=== Work item ===
Write the records out once more, exactly as they appear below.

=== Provided data ===

PR #1996, opened 2020-02-06
convert under-/overfunded to new e2e model

da-kami:
@thomaseizinger note that I did not opt for overloading `fund()` but added separate `overfund` and `underfund` functions because I feel it reads way better in the test. 

Fixed a small bug in comit-rs, Bob never transitioned from `INCORRECTLY_FUNDED` to `REFUND` 😄

### DIFF
--- a/api_tests/lib_sdk/actors/actor.ts
+++ b/api_tests/lib_sdk/actors/actor.ts
@@ -1,5 +1,5 @@
 import { expect } from "chai";
-import { BigNumber, Cnd, ComitClient, Swap } from "comit-sdk";
+import { BigNumber, Cnd, ComitClient, Field, Swap } from "comit-sdk";
 import { parseEther } from "ethers/utils";
 import getPort from "get-port";
 import { Logger } from "log4js";
@@ -13,6 +13,7 @@ import { sleep } from "../utils";
 import { Wallet, Wallets } from "../wallets";
 import { Actors } from "./index";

=== Response for this exercise ===
PR #1996, opened 2020-02-06
convert under-/overfunded to new e2e model

da-kami:
@thomaseizinger note that I did not opt for overloading `fund()` but added separate `overfund` and `underfund` functions because I feel it reads way better in the test. 

Fixed a small bug in comit-rs, Bob never transitioned from `INCORRECTLY_FUNDED` to `REFUND` 😄

### DIFF
--- a/api_tests/lib_sdk/actors/actor.ts
+++ b/api_tests/lib_sdk/actors/actor.ts
@@ -1,5 +1,5 @@
 import { expect } from "chai";
-import { BigNumber, Cnd, ComitClient, Swap } from "comit-sdk";
+import { BigNumber, Cnd, ComitClient, Field, Swap } from "comit-sdk";
 import { parseEther } from "ethers/utils";
 import getPort from "get-port";
 import { Logger } from "log4js";
@@ -13,6 +13,7 @@ import { sleep } from "../utils";
 import { Wallet, Wallets } from "../wallets";
 import { Actors } from "./index";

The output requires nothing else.